Tax planning to manage the value of NOL carrybacks claimed under the CARES Act thus should be coordinated with planning to manage the source, basket, and timing of foreign-source income under the FTC regulations. Further, taxpayers claiming carrybacks should take into account the consequences of other potentially relevant interactions under the FTC rules, such as the effect of the overall foreign loss, overall domestic loss, and separate limitation loss rules on the source or basket of their income in future years.

b. Special FTC Interactions Related to GILTI

The inability to carry over GILTI basket FTCs effectively ensures that 2020 NOL carrybacks will be lost to the extent the deduction offsets a taxpayer’s GILTI inclusion for 2018 or 2019. For example, suppose a corporation had a 100x GILTI inclusion for 2018, on which it owed 10.5x of U.S. tax, and its tax liability was fully offset by a 20x GILTI basket FTC (after accounting for the section 250 deduction and applying relevant limitations under sections 904 and 960). If the corporation carries back a 100x NOL to 2018, the loss could thus offset income on which no U.S. tax had been paid, without freeing up FTCs for use against other income. The corporation would thus realize no tax benefit from its economic loss.

That adverse consequence would be mitigated, however, if Treasury finalizes the GILTI HTE election — whereby U.S. shareholders would be permitted to exclude from GILTI all foreign-source income of a CFC taxed by a foreign country at a rate exceeding 90 percent of the U.S. corporate rate — and makes the election retroactive for all post-TCJA years. If, in the above example, the taxpayer could make such a GILTI HTE election for 2018, the 100x would not enter the taxpayer’s GILTI base, and the NOL would not be consumed by it. Certainty regarding the availability of this election for 2018 and 2019 would greatly assist taxpayers that are considering whether to make an NOL carryback election under the CARES Act.

Corporations managing the value of their losses should carefully consider related planning to preserve the value of their FTCs, especially in connection with a CARES Act carryback election.

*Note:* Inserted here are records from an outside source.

PR #524, opened 2023-09-04
fix: initialize recursive proof output to zero

guipublic:
# Description

## Problem\*

Recursive aggregation opcode is solved by the backend and cannot be solved by acvm. This can lead to missing assignment errors during execution.

Resolves 

To prevent these errors, we solve the opcode with zeros. The backend will resolved it properly after.

## Additional Context

# PR Checklist\*

### DIFF
--- a/acvm/src/pwg/blackbox/mod.rs
+++ b/acvm/src/pwg/blackbox/mod.rs
@@ -1,10 +1,11 @@
 use acir::{
     circuit::opcodes::{BlackBoxFuncCall, FunctionInput},
     native_types::{Witness, WitnessMap},
+    FieldElement,
 };
 use blackbox_solver::{blake2s, keccak256, sha256};
 
-use super::{OpcodeNotSolvable, OpcodeResolutionError};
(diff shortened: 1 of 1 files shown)


acvm/src/pwg/blackbox/mod.rs
```diff
@@ -150,6 +151,13 @@ pub(crate) fn solve(
         BlackBoxFuncCall::FixedBaseScalarMul { input, outputs } => {
             fixed_base_scalar_mul(backend, initial_witness, *input, *outputs)
         }
-        BlackBoxFuncCall::RecursiveAggregation { .. } => Ok(()),
+        BlackBoxFuncCall::RecursiveAggregation { output_aggregation_object, .. } => {
+            // Solve the output of the recursive aggregation to zero to prevent missing assignement errors
```
kevaundray, line 155:
```suggestion
            // Solve the output of the recursive aggregation to zero to prevent missing assignment errors
```

guipublic: Done

kevaundray (approved):

PR #549, opened 2023-09-13
chore(ci): add `cargo deny`

TomAFrench:
# Description

## Problem\*

Resolves 

## Additional Context

# PR Checklist\*

### DIFF
--- a/.github/workflows/deny.yml
+++ b/.github/workflows/deny.yml
@@ -1,0 +1,26 @@
+name: deny
+
+on:
+  push:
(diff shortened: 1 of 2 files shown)


TomAFrench:
@kevaundray Thoughts on adding this workflow to try and head off issues like wildcard dependencies in future?

kevaundray:
I think this is a good solution to the wildcard situation and other things we may want to deny

kevaundray (approved):

PR #399, opened 2023-06-21
feat(acvm)!: Support stepwise execution of ACIR

TomAFrench:
# Description

## Problem\*

Janky implementation of stepwise execution.

## Summary\*

This PR makes the assumption that each opcode can be executed on the first attempt (excluding foreign calls). We can then implement stepwise execution.

## Additional Context

# PR Checklist\*

- [x] I have tested the changes locally.
- [x] I have formatted the changes with [Prettier](https://prettier.io/) and/or `cargo fmt` on default settings.

PR #558, opened 2023-09-20
feat!: ACVM no longer takes ownership over opcodes

TomAFrench:
# Description

## Problem\*

Resolves 

## Summary\*

With the changes in #399, the only reason that ACVM needs ownership over the circuit's opcodes is that it needs to be able to write the return values from foreign calls into the `Brillig` opcodes. This doesn't really make sense as this is ACVM state rather than a property of the bytecode.

I've then moved these into a hashmap held on the `ACVM` struct which get injected into the solver when we encounter a brillig opcode.

## Additional Context

# PR Checklist\*

### DIFF
--- a/acvm/src/pwg/mod.rs
+++ b/acvm/src/pwg/mod.rs
@@ -126,7 +126,7 @@ impl From<BlackBoxResolutionError> for OpcodeResolutionError {
     }
 }
 
-pub struct ACVM<'backend, B: BlackBoxFunctionSolver> {
+pub struct ACVM<'opcodes, 'backend, B: BlackBoxFunctionSolver> {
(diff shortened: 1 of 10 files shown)


acvm/src/pwg/mod.rs
```diff
@@ -126,7 +126,7 @@ impl From<BlackBoxResolutionError> for OpcodeResolutionError {
     }
 }
 
-pub struct ACVM<'backend, B: BlackBoxFunctionSolver> {
+pub struct ACVM<'opcodes, 'backend, B: BlackBoxFunctionSolver> {
```
TomAFrench, line 129: Don't think we actually need two lifetimes here.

2. Limited Benefit From Carrying Back NOLs to Post-TCJA Year

a. Effect of FDII and GILTI

Under section 250, corporations are entitled to deduct 37.5 percent of their FDII and 50 percent of their GILTI. The aggregate section 250 deduction is limited to the corporation’s taxable income for the year, determined after reduction by any NOL carryovers. Because of this limitation, the value of NOLs carried back to post-TCJA years will be cut down in any case in which (1) the carryback is allocable to the corporation’s FDII or GILTI inclusion, or (2) the carryback reduces the corporation’s taxable income below its total FDII and GILTI for the year. These effects are separate but may both arise in a given year. When applying this rule of thumb, all relevant amounts should be determined before computing the corporation’s section 250 deduction for the year.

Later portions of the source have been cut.